PR #142, opened 2023-08-15
add validator whitelist

MoonShiesty:
# Goals of PR

Core changes:

Add validator whitelist to prevent other actors from calling state-modifying functions.

I've done some basic testing, if this draft looks good, I'll add checks to validator functions and test.

### DIFF
--- a/contracts/deploy/l1/02_deploy_Rollup.ts
+++ b/contracts/deploy/l1/02_deploy_Rollup.ts
@@ -28,7 +28,7 @@ const func: DeployFunction = async function (hre: HardhatRuntimeEnvironment) {
   }
 
   const { deployments, getNamedAccounts } = hre;
-  const { sequencer, deployer } = await getNamedAccounts();
+  const { sequencer, validator, deployer } = await getNamedAccounts();
   const sequencerInboxProxyAddress = (
     await deployments.get(getProxyName("SequencerInbox"))
   ).address;
@@ -46,6 +46,7 @@ const func: DeployFunction = async function (hre: HardhatRuntimeEnvironment) {
     0, // uint256 _initialAssertionID
     0, // uint256 _initialInboxSize
     initialVMHash, // bytes32 _initialVMhash
+    [validator], // address[] calldata _validators
   ];
 
   await deployUUPSProxiedContract(hre, deployer, "Rollup", args);
--- a/contracts/src/IRollup.sol
+++ b/contracts/src/IRollup.sol
@@ -120,6 +120,12 @@ interface IRollup {
     /// @dev Thrown when there are zero stakers
     error NoStaker();
 
+    /// @dev Thrown when an attempt is made to grant a role to an account that already possesses the role.
+    error RoleAlreadyGranted();
+
+    /// @dev Thrown when an attempt is made to grant a role to an account that already possesses the role.
+    error NoRoleToRevoke();
+
     struct Staker {
         bool isStaked;
         uint256 amountStaked;
@@ -235,7 +241,34 @@ interface IRollup {
     // *** State mutation ***
 
     /**
+     * @notice Grant the validator role for the specified address.
+     *
+     * Emits: `ConfigChanged` event.
+     *
+     * @param validator Address to grant validator role.
+     */
+    function addValidator(address validator) external;
+
+    /**
+     * @notice Revoke the validator role for the specific address.
+     *
+     * Emits: `ConfigChanged` event.
+     *
+     * @param validator Address to revoke validator role.
+     */
+    function removeValidator(address validator) external;
+
+    /**
+     * @notice Revoke the senders validator role.
+     * @dev This function's purpose is to provide a mechanism for accounts to revoke their privileges if they are compromised.
+     *
+     * Emits: `ConfigChanged` event.
+     */
+    function removeOwnValidatorRole() external;
+
+    /**
      * @notice Deposits stake on staker's current assertion (or the last confirmed assertion if not currently staked).
+     * @notice Only callable by whitelisted validators.
      * @dev Currently uses Ether to stake; Must be > than defined threshold if this is a new stake.
      */
     function stake() external payable;
@@ -248,13 +281,15 @@ interface IRollup {
 
     /**
      * @notice Removes stakerAddress from the set of stakers and withdraws the full stake amount to stakerAddress.
-     * This can be called by anyone since it is currently necessary to keep the chain progressing.
+     * @notice Only callable by whitelisted validators.
+     * @dev This can be called by any whitelisted validator since it is currently necessary to keep the chain progressing.
      * @param stakerAddress Address of staker for which to unstake.
      */
     function removeStake(address stakerAddress) external;
 
     /**
      * @notice Advances msg.sender's existing stake to assertionID.
+     * @notice Only callable by whitelisted validators.
      * @param assertionID ID of assertion to advance stake to. Currently this must be a child of the current assertion.
      * TODO: generalize to arbitrary descendants.
      */
@@ -269,6 +304,7 @@ interface IRollup {
      * @notice Creates a new DA representing the rollup state after executing a block of transactions (sequenced in SequencerInbox).
      * Block is represented by all transactions in range [prevInboxSize, inboxSize]. The latest staked DA of the sender
      * is considered to be the predecessor. Moves sender stake onto the new DA.
+     * @notice Only callable by whitelisted validators.
      *
      * Emits: `AssertionCreated` and `StakerStaked` events.
      *
@@ -279,6 +315,7 @@ interface IRollup {
 
     /**
      * @notice Initiates a dispute between a defender and challenger on an unconfirmed DA.
+     * @notice Only callable by whitelisted validators.
      * @param players Defender (first) and challenger (second) addresses. Must be staked on DAs on different branches.
      * @param assertionIDs Assertion IDs of the players engaged in the challenge. The first ID should be the earlier-created and is the one being challenged.
      * @return Newly created challenge contract address.
@@ -289,6 +326,7 @@ interface IRollup {
 
     /**
      * @notice Confirms first unresolved assertion. Assertion is confirmed if and only if:
+     * @notice Only callable by whitelisted validators.
      * (1) there is at least one staker, and
      * (2) challenge period has passed, and
      * (3) predecessor has been confirmed, and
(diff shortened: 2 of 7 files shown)


contracts/src/IRollup.sol
```diff
@@ -220,6 +228,21 @@ interface IRollup {
      */
     function setBaseStakeAmount(uint256 newAmount) external;
 
+    /**
+     * @notice Set the addresses of the validator whitelist
```
chalkandpaste, line 232: Can you write a better notice? I'm thinking this interface can be a little unintuitive, in that if an address previously whitelisted, but doesn't have a state update supplied to this function, they will remain whitelisted (that is, they have to be specifically unwhitelisted). Maybe a better function name might clear this up as well? `updateValidators`.

MoonShiesty: pushed the change

MoonShiesty:
@chalkandpaste @siosw ready for review: added testing and renamed things for clarity.

I added the `whitelistOnly` modifier to the following validator functions which could be misused in testnet:

- `stake`
- `unstake`
- `removeStake`
- `advanceStake`
- `withdraw`
- `createAssertion`
- `challengeAssertion`
- `confirmFirstUnresolvedAssertion`
- `rejectFirstUnresolvedAssertion`

The way the whitelist is designed if we remove an already staked validator from the whitelist, that validator will not be able to `unstake` itself - another whitelisted addresses will have to call `removeStake` for them. They also won't be able to `withdraw` funds won in challenges. If this is an issue, we should remove the modifier for `unstake` and `withdraw`.

`unstake`/`advanceStake`/`createAssertion` already check that the caller is staked, but adding `whitelistOnly` allows us to disable all validator functionality for addresses that are already staked. This might be check depending on how we plan to use the whitelist.

chalkandpaste:
Re: `unstake` and `removeStake`... This could be solved by removing the stake when they are removed from the whitelist. Alternatively, but maybe not so clean, is to *not* use the modifier on `unstake` given it's restriction to the caller. It feels like maybe there's a third way... but nothing's coming to me.

Re: the second bit... this kinda indicates to me it might best to remove the stake when the validator is removed from the whitelist.

chalkandpaste:
Otherwise, everything looks good.

MoonShiesty:
> Re: `unstake` and `removeStake`... This could be solved by removing the stake when they are removed from the whitelist. Alternatively, but maybe not so clean, is to _not_ use the modifier on `unstake` given it's restriction to the caller. It feels like maybe there's a third way... but nothing's coming to me.
> 
> Re: the second bit... this kinda indicates to me it might best to remove the stake when the validator is removed from the whitelist.

This approach would be tricky because we don't want to remove the stake of a validator that is staked on an unconfirmed assertion.

I'm going to change the implementation so we don't `onlyWhitelist` `withdraw` - `withdraw` only affects the calling validator's state. This way un-whitelisted validators can remove earnings. 

I think we should still `onlyWhitelist` `unstake` because `removeStake` still allows whitelisted validators to return un-whitelisted stake. But I could go either way, as long we document.

I'm also going to document which functions might be whitelisted.

contracts/test/Rollup.t.sol
```diff
@@ -224,6 +228,130 @@ contract RollupTest is RollupBaseSetup {
         }
     }
 
+    ////////////////
+    // Admin
+    ///////////////
+
+    function test_initialize_validatorWhitelist_works() external {
```
siosw, line 235: very much a nit but i think the convention is to name it `_succeeds()`

contracts/src/Rollup.sol
```diff
@@ -210,7 +226,28 @@ contract Rollup is RollupBase {
     }
 
     /// @inheritdoc IRollup
-    function stake() external payable override {
+    function updateValidatorWhitelist(address[] calldata validatorWhitelistUpdate, bool[] calldata vals)
+        external
+        override
+        onlyOwner
```
siosw, line 232: should there be a way to for validators to revoke their own permissions? 
might be useful in the case of compromised keys

contracts/src/Rollup.sol
```diff
@@ -210,7 +226,28 @@ contract Rollup is RollupBase {
     }
 
     /// @inheritdoc IRollup
-    function stake() external payable override {
+    function updateValidatorWhitelist(address[] calldata validatorWhitelistUpdate, bool[] calldata vals)
```
siosw, line 229: my personal preference would be to split this into 2 functions like
```
function whitelistValidators(address[] calldata validatorsToAdd)
function unwhitelistValidators(address[] calldata validatorsToRemove)
```

contracts/package.json
```diff
@@ -42,8 +42,8 @@
     "typescript": "^4.9.3"
   },
   "dependencies": {
-    "@openzeppelin/contracts": "^4.8.3",
-    "@openzeppelin/contracts-upgradeable": "^4.8.3",
+    "@openzeppelin/contracts": "^4.9.3",
```
MoonShiesty, line 45: Updated to newer openzepplin with the AccessControlDefaultAdminRulesUpgradeable extension.

contracts/src/Rollup.sol
```diff
@@ -210,7 +229,53 @@ contract Rollup is RollupBase {
     }
 
     /// @inheritdoc IRollup
-    function stake() external payable override {
+    function addValidatorsToWhitelist(address[] calldata validators) external override onlyRole(DEFAULT_ADMIN_ROLE) {
+        for (uint256 i = 0; i < validators.length; i++) {
+            if (hasRole(VALIDATOR_WHITELIST_ROLE, validators[i])) {
```
MoonShiesty, line 234: We can simplify this check in the next OpenZeppelin version which returns a bool for grant/RevokeRole() to indicate whether the call succeeds.

contracts/test/Rollup.t.sol
```diff
@@ -224,11 +230,212 @@ contract RollupTest is RollupBaseSetup {
...
+            0, // initialAssertionID
+            0, // initialInboxSize
+            new address[](0) // validator whitelist
+        );
+
+        address[] memory validators = new address[](1);
+        validators[0] = alice;
+
+        // Adding a validator to whitelist as non-admin should fail
+        vm.expectRevert(
```
MoonShiesty, line 253: We can simplify this test with a selector in the next OpenZeppelin version which defines custom error.

contracts/src/Rollup.sol
MoonShiesty: good idea

MoonShiesty:
Ready for review. I changed the validator whitelist implementation to use role-based access control. There are currently two roles, `VALIDATOR_WHITELIST_ROLE` and `DEFAULT_ADMIN_ROLE`.

Role are managed by the admin role, which is initialized to the proxy deployer. The admin role is governed by `AccessControlDefaultAdminRules` which implements the following mitigations: 

- Only one account holds the `DEFAULT_ADMIN_ROLE` since deployment until it’s potentially renounced.

- Enforces a 2-step process to transfer the `DEFAULT_ADMIN_ROLE` to another account.

- Enforces a configurable delay between the two steps, with the ability to cancel before the transfer is accepted.

- The delay can be changed by scheduling, see [changeDefaultAdminDelay](https://docs.openzeppelin.com/contracts/4.x/api/access#AccessControlDefaultAdminRules-changeDefaultAdminDelay-uint48-).
- It is not possible to use another role to manage the `DEFAULT_ADMIN_ROLE`.

I set the initial delay to change the admin role to 3 days.

Also added more testing and documentation.

contracts/deploy/l1/02_deploy_Rollup.ts
```diff
@@ -46,6 +46,7 @@ const func: DeployFunction = async function (hre: HardhatRuntimeEnvironment) {
     0, // uint256 _initialAssertionID
     0, // uint256 _initialInboxSize
     initialVMHash, // bytes32 _initialVMhash
+    [validator], // address[] calldata _validators
```
LEAFERx, line 49: sequencer is also a validator

contracts/src/Rollup.sol
```diff
@@ -61,7 +67,6 @@ abstract contract RollupBase is
     }
 
     function __RollupBase_init() internal onlyInitializing {
-        __Ownable_init();
         __UUPSUpgradeable_init();
```
LEAFERx, line 70: do you need to init `AccessControlDefaultAdminRulesUpgradeable`?

contracts/src/Rollup.sol
```diff
@@ -115,6 +128,12 @@ contract Rollup is RollupBase {
         lastConfirmedAssertionID = _initialAssertionID;
         lastCreatedAssertionID = _initialAssertionID;
 
+        // Initialize role based access control
+        __AccessControlDefaultAdminRules_init(3 days, msg.sender);
```
LEAFERx, line 132: maybe move to `__RollupBase_init()` so we have a consistent place to initialize these contracts?

MoonShiesty:
I've left `unstake` as a non-whitelisted function, because there's no way for a validator to misuse the `unstake` function - they would only be wasting gas. Otherwise if we remove a validator, with active stake from the whitelist, they won't be able to withdraw their stake. They would need another a whitelisted validator to call `removeStake` on their behalf.

I think its better to design the contracts so that validators can always trust that their stake is available to withdraw after the staked assertion is confirmed.

contracts/src/Rollup.sol
```diff
@@ -126,20 +144,18 @@ contract Rollup is RollupBase {
             block.number // deadline (unchallengeable)
         );
         emit AssertionCreated(lastCreatedAssertionID, msg.sender, _initialVMhash);
-
-        __RollupBase_init();
```
MoonShiesty, line 130: I moved `__RollupBase_init` to the top of the function since we need to initialize the admin role, before we can add roles and initialize the initial validator whitelist.

MoonShiesty:
@LEAFERx thanks for the review, added the requested changes

LEAFERx (approved):

contracts/src/Rollup.sol
```diff
@@ -210,7 +229,53 @@ contract Rollup is RollupBase {
...
+
+    /// @inheritdoc IRollup
+    function removeValidatorsFromWhitelist(address[] calldata validators)
+        external
+        override
+        onlyRole(DEFAULT_ADMIN_ROLE)
+    {
+        for (uint256 i = 0; i < validators.length; i++) {
+            if (!hasRole(VALIDATOR_WHITELIST_ROLE, validators[i])) {
+                revert NoRoleToRevoke();
```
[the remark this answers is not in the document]
MoonShiesty: good point, especially since you'd need to look through events to see which accounts that have/have not been granted a role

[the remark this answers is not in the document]
MoonShiesty: done

MoonShiesty:
@chalkandpaste thanks for the review, I've changed `addValidator/removeValidator` to use a single address, rather than a list. Let me know if it looks good.

I also squashed down to a single commit.

chalkandpaste (approved):

ujvl (approved):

Task objective: Set down again, word for word, the stretch of records from the line with "amount to stakerAddress." to the line with "Confirms first unresolved", both of those lines included.

Result of this task:
      * @notice Removes stakerAddress from the set of stakers and withdraws the full stake amount to stakerAddress.
-     * This can be called by anyone since it is currently necessary to keep the chain progressing.
+     * @notice Only callable by whitelisted validators.
+     * @dev This can be called by any whitelisted validator since it is currently necessary to keep the chain progressing.
      * @param stakerAddress Address of staker for which to unstake.
      */
     function removeStake(address stakerAddress) external;
 
     /**
      * @notice Advances msg.sender's existing stake to assertionID.
+     * @notice Only callable by whitelisted validators.
      * @param assertionID ID of assertion to advance stake to. Currently this must be a child of the current assertion.
      * TODO: generalize to arbitrary descendants.
      */
@@ -269,6 +304,7 @@ interface IRollup {
      * @notice Creates a new DA representing the rollup state after executing a block of transactions (sequenced in SequencerInbox).
      * Block is represented by all transactions in range [prevInboxSize, inboxSize]. The latest staked DA of the sender
      * is considered to be the predecessor. Moves sender stake onto the new DA.
+     * @notice Only callable by whitelisted validators.
      *
      * Emits: `AssertionCreated` and `StakerStaked` events.
      *
@@ -279,6 +315,7 @@ interface IRollup {
 
     /**
      * @notice Initiates a dispute between a defender and challenger on an unconfirmed DA.
+     * @notice Only callable by whitelisted validators.
      * @param players Defender (first) and challenger (second) addresses. Must be staked on DAs on different branches.
      * @param assertionIDs Assertion IDs of the players engaged in the challenge. The first ID should be the earlier-created and is the one being challenged.
      * @return Newly created challenge contract address.
@@ -289,6 +326,7 @@ interface IRollup {
 
     /**
      * @notice Confirms first unresolved assertion. Assertion is confirmed if and only if:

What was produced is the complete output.